Chez Chabrol, le passage de la Nouvelle Vague au « cycle Hélène » correspond à l’apparition de l’influence d’Alfred Hitchcock dans son œuvre, lorsqu’il commence à s’intéresser à la bourgeoisie française. Stéphane Audran peut être considérée comme l’équivalent chez Chabrol des « blondes hitchcockiennes ». On retrouve d’ailleurs chez elle la sophistication de Grace Kelly, la neurasthénie de Tippi Hedren et la démarche presque fantomatique de Kim Novak dans « Sueurs froides ». Plusieurs de ses personnages font également écho à ces actrices. Ainsi dans « Le Boucher » et « La Femme infidèle, » elle combine la sensualité agile de Kelly avec la rétractation glacée de Hedren. Dans le premier, elle incarne une célibataire traumatisée, dans le second une femme mariée infidèle.

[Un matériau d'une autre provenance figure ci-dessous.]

PR #3796, opened 2019-05-20
refactor(helper): update listeners [PART-4]

samouss:
This PR updates how we subscribe/use the listeners on the Helper. We moved away from [a list of arguments to an object](https://github.com/algolia/algoliasearch-helper-js/pull/700). The PR address those changes on the listeners. It also updates how the `error` event is emitted at the InstantSearch level. It now to match the shape of the Helper.

```js
// With list of arguments
search.on('error', error => {
  console.log(error);
});

// With an object
search.on('error', event => {
  console.log(event.error);
});
```

### DIFF
--- a/src/connectors/query-rules/connectQueryRules.ts
+++ b/src/connectors/query-rules/connectQueryRules.ts
@@ -18,6 +18,10 @@ import {
   NumericRefinement as InternalNumericRefinement,
 } from '../../lib/utils/getRefinements';
 
+type HelperChangeEvent = {
+  state: SearchParameters;
+};
+
 type TrackedFilterRefinement = string | number | boolean;
 
 export type ParamTrackedFilters = {
@@ -126,7 +130,7 @@ function applyRuleContexts(
     trackedFilters: ParamTrackedFilters;
     transformRuleContexts: ParamTransformRuleContexts;
   },
-  sharedHelperState: SearchParameters
+  event: HelperChangeEvent
 ): void {
   const {
     helper,
@@ -135,6 +139,7 @@ function applyRuleContexts(
     transformRuleContexts,
   } = this;
 
+  const sharedHelperState = event.state;
   const previousRuleContexts: string[] = sharedHelperState.ruleContexts || [];
   const newRuleContexts = getRuleContextsFromTrackedFilters({
     helper,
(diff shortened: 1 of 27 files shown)


src/connectors/query-rules/connectQueryRules.ts
```diff
@@ -207,11 +212,13 @@ const connectQueryRules: QueryRulesConnector = (render, unmount = noop) => {
...
             Boolean(widgetParams.transformRuleContexts)
           ) {
-            onHelperChange(state);
+            onHelperChange({ state });
           }
 
           // We track every change in the helper to override its state and add
           // any `ruleContexts` needed based on the `trackedFilters`.
+          // @ts-ignore
+          // @TODO: we have to update the definition to make it work
```
Haroenv: We could ship the d.ts with the helper & make the modifications?

src/connectors/query-rules/connectQueryRules.ts
```diff
@@ -18,6 +18,10 @@ import {
   NumericRefinement as InternalNumericRefinement,
 } from '../../lib/utils/getRefinements';
 
+type HelperChangeEvent = {
```
francoischalifour: Since we'll reuse this type we can store it in [instantsearch.ts](https://github.com/algolia/instantsearch.js/blob/6b64d6b0dd2153b5f40fb0121e3a19224c011420/src/types/instantsearch.ts).

src/connectors/query-rules/connectQueryRules.ts
francoischalifour: An alternative is to update the type we use in InstantSearch: https://github.com/algolia/instantsearch.js/blob/6b64d6b0dd2153b5f40fb0121e3a19224c011420/src/types/instantsearch.ts#L109

samouss: I didn't planed to do it in this PR at first, but make sense to do it now in fact. Will update the PR.

src/connectors/query-rules/connectQueryRules.ts
samouss: https://github.com/algolia/instantsearch.js/pull/3796/commits/d0ac107ccea87dd53238b5210e719a2e77a6265c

Dans ses premiers films dirigés par Chabrol, Stéphane Audran a toutefois joué des rôles différents. Cantonnée à des personnages secondaires, elle a incarné des rôles plus légers et populaires, comme une petite vendeuse aspirant à une carrière sur scène dans « Les Bonnes Femmes » (1960) ou une secrétaire jouant un double jeu dans « Le Scandale » (1967). Son personnage dans « L’Œil du Malin » (1962) se rapproche toutefois de ses rôles ultérieurs : elle y joue une épouse bourgeoise prise dans un triangle amoureux. C’est d’ailleurs la première fois que Chabrol lui fait jouer un personnage portant le nom d’Hélène.« La Rupture » montre parfaitement le changement qui s’est opéré dans le jeu de l’actrice après « Les Biches ». Alors qu’elle doit jouer une serveuse et ancienne strip-teaseuse, elle ne retourne pas au jeu léger qu’elle avait employé dans ses films prédédents.

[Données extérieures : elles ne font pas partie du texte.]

PR #3797, opened 2019-05-21
refactor(helper): update page usage [PART-5]

samouss:
This PR updates the usage of the `page` attribute from the `SearchParameters`. Its value is now optional which implies that we have to fall back on a default value at the connector level. The default value is not always required though, it depends on the use case. I've tried to make as few changes as possible to stick with the current behavior.

### DIFF
--- a/src/connectors/infinite-hits/connectInfiniteHits.ts
+++ b/src/connectors/infinite-hits/connectInfiniteHits.ts
@@ -146,8 +146,8 @@ const connectInfiniteHits: InfiniteHitsConnector = (
       init({ instantSearchInstance, helper }) {
         showPrevious = getShowPrevious(helper);
         showMore = getShowMore(helper);
-        firstReceivedPage = helper.state.page!;
-        lastReceivedPage = helper.state.page!;
+        firstReceivedPage = helper.state.page || 0;
+        lastReceivedPage = helper.state.page || 0;
 
         renderFn(
           {
@@ -171,11 +171,12 @@ const connectInfiniteHits: InfiniteHitsConnector = (
         // We're doing this to "reset" the widget if a refinement or the
         // query changes between renders, but we want to keep it as is
         // if we only change pages.
-        const { page, ...currentState } = state;
+        const { page = 0, ...currentState } = state;
+
         if (!isEqual(currentState, prevState)) {
           hitsCache = [];
-          firstReceivedPage = page!;
-          lastReceivedPage = page!;
+          firstReceivedPage = page;
+          lastReceivedPage = page;
           prevState = currentState;
         }
 
@@ -193,12 +194,12 @@ const connectInfiniteHits: InfiniteHitsConnector = (
 
         results.hits = transformItems(results.hits);
 
-        if (lastReceivedPage < page! || !hitsCache.length) {
+        if (lastReceivedPage < page || !hitsCache.length) {
           hitsCache = [...hitsCache, ...results.hits];
-          lastReceivedPage = page!;
-        } else if (firstReceivedPage > page!) {
+          lastReceivedPage = page;
+        } else if (firstReceivedPage > page) {
           hitsCache = [...results.hits, ...hitsCache];
-          firstReceivedPage = page!;
+          firstReceivedPage = page;
         }
 
         const isFirstPage = firstReceivedPage === 0;
@@ -224,7 +225,7 @@ const connectInfiniteHits: InfiniteHitsConnector = (
       },
 
       getWidgetState(uiState, { searchParameters }) {
-        const page = searchParameters.page!;
+        const page = searchParameters.page || 0;
 
         if (!hasShowPrevious || page === 0 || page + 1 === uiState.page) {
           return uiState;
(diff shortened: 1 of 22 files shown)


src/connectors/infinite-hits/connectInfiniteHits.ts
```diff
@@ -240,11 +241,14 @@ const connectInfiniteHits: InfiniteHitsConnector = (
...
         }
+
         const uiPage = uiState.page;
+
         if (uiPage) {
           return searchParameters.setQueryParameter('page', uiPage - 1);
         }
-        return searchParameters.setQueryParameter('page', 0);
+
+        return searchParameters.setQueryParameter('page');
```
Haroenv: I wonder if it's worth explicitly passing `undefined` as second argument. Not sure how consistent we are about that in the code base

src/connectors/pagination/connectPagination.js
```diff
@@ -165,9 +170,12 @@ export default function connectPagination(renderFn, unmountFn) {
...
       getWidgetSearchParameters(searchParameters, { uiState }) {
         const uiPage = uiState.page;
-        if (uiPage)
+
+        if (uiPage) {
           return searchParameters.setQueryParameter('page', uiState.page - 1);
-        return searchParameters.setQueryParameter('page', 0);
+        }
+
+        return searchParameters.setQueryParameter('page');
```
Haroenv: this implies we no longer need `setPage` on the helper right?

src/types/instantsearch.ts
```diff
@@ -9,10 +9,13 @@ import { Widget, UiState } from './widget';
...
 export type InstantSearchOptions = any;
 
-// That's a proxy to avoid manipulating the original `algoliasearch-helper` SearchParameters
-// typings and to add newer search parameters not yet documented.
+// That's a proxy to avoid manipulating the original `algoliasearch-helper`
+// SearchParameters typings and to add newer search parameters not yet
+// documented or wrongly typed.
 export type SearchParameters = AlgoliaSearchHelperSearchParameters & {
   ruleContexts?: string[];
+  // The value is optional not required
```
francoischalifour:
```suggestion
  // The value is optional
```

src/connectors/infinite-hits/connectInfiniteHits.ts
francoischalifour: Passing `undefined` would indeed be more explicit. We could perhaps enforce that by removing the `?` optional type in the added definition.

samouss: This part is not exactly true. It doesn't matter much at the moment because it will be updated once we do the modifications inside `getConfiguration` to "mount" a default value on the state that indicates that a widget "own" this part of the state.

src/connectors/pagination/connectPagination.js
samouss: https://github.com/algolia/instantsearch.js/pull/3797/files#r286121194

samouss:
I'll change the PR to have the exact same behaviour as today, it's slightly different at the moment.

src/connectors/infinite-hits/connectInfiniteHits.ts
samouss: IMO the argument `undefined` is useless and might be even counter-intuitive. Here, the intent is to omit the value on the `SearchParameters` which is what the call translate. With the value `undefined` we might expect that the final object will actually contain `undefined` which is not the case. I'm fine with both solution though, if you both agree that it's better I'll update.

src/connectors/pagination/connectPagination.js
samouss: We never _really_ have the need for `setPage` since it forwards the call. The removal of those methods could be part of the process to remove the unused methods of the Helper.

src/types/instantsearch.ts
samouss: https://github.com/algolia/instantsearch.js/pull/3797/commits/3b15222a9dd803318be0faa91a4b493171d6a624

src/connectors/infinite-hits/connectInfiniteHits.ts
francoischalifour: I'm not used to seeing setters without values, hence my reply. We could have a method in the helper called `resetQueryParameter(parameter: string)` which would make it clearer. In the end, it doesn't really matter.

samouss: Ok, I will update the call. We should avoid creating methods on the helper that don't have "real" value. Otherwise, we have an API surface that became very broad. Like what we have at the moment. By multiplying the methods we might also introduce multiple ways to do the exact same operation, which doesn't help for consistency.

samouss: https://github.com/algolia/instantsearch.js/pull/3797/commits/cb6ea7153e18d948620a65a902dcda91642b40e8, https://github.com/algolia/instantsearch.js/pull/3797/commits/f7f239cdc17b838ccb856b045355d9c3498bfb9a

En dehors de Chabrol, peu de réalisateurs ont réussi à exploiter pleinement le jeu de Stéphane Audran. Luis Buñuel fait exception, avec« Le Charme discret de la bourgeoisie », dans lequel l’actrice campe l’archétype de la maîtresse de maison bourgeoise qui reste imperturbable quel que soit le cours des événements. Gabriel Axel et son« Festin de Babett »e a lui aussi su tirer profit de son jeu d’actrice. Ce film représente d’ailleurs un défi pour Stéphane Audran, car elle y joue un personnage éloigné de ses rôles habituels. Le film réemploie toutefois de grandes caractéristiques du jeu de l’actrice, comme la sincérité et discrétion, pour rendre une atmosphère lumineuse et sensuelle.
Le jeu tout en subtilité de Stéphane Audran l’a sans doute pénalisée dans sa carrière internationale, notamment aux États-Unis. En effet, cette subtilité toute française ressort mal lorsqu’elle joue en anglais, sa diction étant trop phonétique et rigide.